Devices nessesary [sic] to play iPod whille driving (shows iTrip, car charger and cassette converter)

My car doesn't have a cassette deck. What's your solution for me, Mr. Tape-man?
posted by Monk at 1:47 PM on August 12, 2004


I have 900+ cassettes pre-loaded with music of dubious quality (and legality!) I'll trade them for any iPod, posthaste.

if you can give me a list of *all* the music, i'll consider it. that's a shitload of music, my friend, and if any of them are out of print or rare, it's a bad trade for you (imo).
posted by mrgrimm at 1:52 PM on August 12, 2004


The iPod looks pretty - iPod wins
posted by dodgygeezer at 1:59 PM on August 12, 2004


$1 each (blank)

You're getting ripped off.
posted by Keyser Soze at 2:16 PM on August 12, 2004


Bah. You think I'd trade my Pop Will Eat Itself and Ministry "Every Day is Halloween" cheesy synthpop singles for an iPod? (Not that anyone would or should take 'em.)

No sir. What you'd be getting is mostly a grab bag of bad techno DJ mixes back from when I could only hold a pitchlock for a few seconds and mixed like a drunken manatee, along with random stuff taped from other tapes or from the radio.

Then again, I don't actually have 900 tapes - anymore - thank goodness. TWAJS. :)

However, tapes are to be found easily, and rather cheap. And can probably be found for much cheaper if I actually bothered to look.

Not to mention, you could just go to a swap meet or rummage sale these days and offer someone a dollar or five for a whole greasy carton of used and commercially recorded tapes, if you looked around.

Which has its own high bandwidth sort of thing going for it, come to think of it.

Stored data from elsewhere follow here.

PR #3671, opened 2021-05-23
Disable the 'Send Options' button when disabling the 'Send' button

### LINKED ISSUE #3650: The "Send Options" button should be disabled when the "Send" button is disabled
Because otherwise it creates unexpected behaviors:

https://user-images.githubusercontent.com/6059356/118666890-31cb9800-b7fc-11eb-9f94-f02cc2541697.mp4

While fixing this also make sure that `<button disabled>` doesn't have `cursor: pointer`

limonte:
This PR disables the 'Send Options' button when disabling the 'Send' button in order to prevent unexpected behaviors

close #3650

---

Also changed `autocomplete="false"` to `autocomplete="off"`, because `autocomplete` [is not a boolean attribute](https://developer.mozilla.org/en-US/docs/Web/HTML/Element/input#htmlattrdefautocomplete) and was not working in Chrome:

CleanShot 2021-05-23 at 12 24 13@2x

- Tests added or updated

### To be filled by reviewers

### DIFF
--- a/extension/chrome/elements/compose-modules/compose-send-btn-module.ts
+++ b/extension/chrome/elements/compose-modules/compose-send-btn-module.ts
@@ -66,12 +66,12 @@ export class ComposeSendBtnModule extends ViewModule<ComposeView> {
 
   public disableBtn = () => {
     this.view.S.cached('send_btn').removeClass('green').addClass('gray').prop('disabled', true);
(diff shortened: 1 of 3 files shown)


tomholub:
That autocomplete was bothering me like forever! :-)

tomholub (approved):

Issue #3672, opened 2021-05-23
use FES to upload password protected messages when available


tomholub:
part of #2125 

- [x] remove unused API calls `messageExpiration` and `messageLink` https://github.com/FlowCrypt/flowcrypt-browser/pull/3673
- [x] remove unused API path `message/expiration` on backend https://github.com/FlowCrypt/flowcrypt-backend/issues/370
- [x] stop saving `admin_code` https://github.com/FlowCrypt/flowcrypt-browser/pull/3673
- [x] update code to stop using `short` instead use `url` response from backend https://github.com/FlowCrypt/flowcrypt-browser/pull/3673
- [x] design `message/upload` and `message/reply-token` on FES https://github.com/FlowCrypt/flowcrypt-enterprise-on-prem/issues/1269
- [ ] update following two methods to use FES when available. FES API is at https://github.com/FlowCrypt/flowcrypt-enterprise-on-prem/issues/1269

```
  public messageUpload = async (fcAuth: FcUuidAuth | undefined, encryptedDataBinary: Uint8Array, progressCb: ProgressCb): Promise<BackendRes.FcMsgUpload> => {
    return await FlowCryptComApi.messageUpload(fcAuth, encryptedDataBinary, progressCb);
  }

  public messageToken = async (fcAuth: FcUuidAuth): Promise<BackendRes.FcMsgToken> => {
    return await FlowCryptComApi.messageToken(fcAuth);
  }
```

PR #3673, opened 2021-05-23
issue 3672 cleanup for web portal

tomholub:
This PR cleans up deprecated functionality.

- [x] remove unused API calls `messageExpiration` and `messageLink` (deprecated / unused)
- [x] stop saving `admin_code` (deprecated / unused)
- [x] ~update code to stop using `short`, instead use `url` response field from backend~ compute the `url` field using returned `short` in the API client method itself

The actual backend already returns the `url` parameter that we newly use here.

issue #3672

- Tests added or updated (mock updated to reflect changes, although from user perspective there are no changes in behavior)

### To be filled by reviewers

### DIFF
--- a/extension/js/common/api/account-servers/flowcrypt-com-api.ts
+++ b/extension/js/common/api/account-servers/flowcrypt-com-api.ts
@@ -66,7 +66,13 @@ export class FlowCryptComApi extends Api {
 
   public static messageUpload = async (fcAuth: FcUuidAuth | undefined, encryptedDataBinary: Uint8Array, progressCb: ProgressCb): Promise<BackendRes.FcMsgUpload> => {
     const content = new Attachment({ name: 'cryptup_encrypted_message.asc', type: 'text/plain', data: encryptedDataBinary });
-    return await FlowCryptComApi.request<BackendRes.FcMsgUpload>('message/upload', { content, ...(fcAuth || {}) }, 'FORM', undefined, { upload: progressCb });
+    const rawResponse = await FlowCryptComApi.request<{ short: string }>('message/upload', { content, ...(fcAuth || {}) }, 'FORM', undefined, { upload: progressCb });
+    if (!rawResponse.short) {
+      throw new Error('Unexpectedly missing message upload short id');
+    }
+    // careful - this API request returns `url` as well, but that is URL of the S3 object, not of web portal page
+    // therefore we are constructing URL ourselves to point to web portal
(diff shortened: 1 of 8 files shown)


tomholub:
I may have overlooked what exactly `url` contains on backend - need to verify.

tomholub:
`url` there didn't contain url of the target web page. It contained URL of the object on S3, which is wrong. Need to update + do manual testing.

extension/js/common/api/account-servers/flowcrypt-com-api.ts
```diff
@@ -66,29 +66,20 @@ export class FlowCryptComApi extends Api {
...
   public static messageUpload = async (fcAuth: FcUuidAuth | undefined, encryptedDataBinary: Uint8Array, progressCb: ProgressCb): Promise<BackendRes.FcMsgUpload> => {
     const content = new Attachment({ name: 'cryptup_encrypted_message.asc', type: 'text/plain', data: encryptedDataBinary });
-    return await FlowCryptComApi.request<BackendRes.FcMsgUpload>('message/upload', { content, ...(fcAuth || {}) }, 'FORM', undefined, { upload: progressCb });
+    const rawResponse = await FlowCryptComApi.request<{ short: string }>('message/upload', { content, ...(fcAuth || {}) }, 'FORM', undefined, { upload: progressCb });
+    if (!rawResponse.short) {
+      throw new Error('Unexpectedly missing message upload short id');
+    }
+    // careful - this API request returns `url` as well, but that is URL of the S3 object, not of web portal page
+    // therefore we are constructing URL ourselves to point to web portal
+    return { url: `https://flowcrypt.com/${rawResponse.short}` };
```
rrrooommmaaa, line 75: I'm a bit concerned about forming an URL like this.
Shouldn't we percent-encode RFC 3986 section 2.2 Reserved Characters?
Can any of these be contained in `short`?

rrrooommmaaa (commented):
This PR is functionally relevant to the older code. Should we pay any attention to percent-encoding of URL parameter?

extension/js/common/api/account-servers/flowcrypt-com-api.ts
tomholub: Thank you for noticing. The `short` is returned by our own backend, and contains strictly 10 alphanumeric characters. So for example https://flowcrypt.com/abcde01234

rrrooommmaaa (approved):
LGTM!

There's a useless nerd project for someone. Make a portable robotic tape library shaped like an iPod with the same amount of storage. You could probably do it with Lego.
posted by loquacious at 3:02 PM on August 12, 2004


I'm going to miss the bite-size nature of CDs (.cda) / cassette tapes when they are finally, totally phased out. With my 15GB iPod, I find all my playlists are hundreds of songs, which end up on shuffle. I like a well thought out mix cd, and I always liked fucking around on tape mixes. Sure, I could limit all my iPod playlists to 74 or 90 minutes (45min/side), but it's not the same for some reason.

*sigh*
posted by eyeballkid at 5:06 PM on August 12, 2004


i <3 blort
posted by Satapher at 5:16 PM on August 12, 2004


they forgot the aesthetics. Tapes don't look cool
posted by Grod at 8:07 PM on August 12, 2004


I'm with eyeballkid. I was pretty thrilled when Steve Reich's Music for 18 Musicians came out on CD and I could hear the entire piece without flipping an LP. However, iPod playlists are not the same as mixing a tape. Even if I use Jam and mix the songs onto a CD I'm still limited to 80 minutes. Plus there's none of the elegant duality of Side A/Side B at fifty minutes each. I don't know why it should matter, but it does. That was the pinnacle of the personal mix tape. iPod playlists are too impermanent. I do have a few tracks on my iPod, however, that are digitized versions of those old mixes, one file per side.
posted by divrsional at 9:12 AM on August 13, 2004


Just got back from a quick trip down to Capitol Reef in Southern Utah. Used tapes and NPR the whole time. I do want an iPod, but it was a pretty good reflection on how the good old stuff is still pretty good.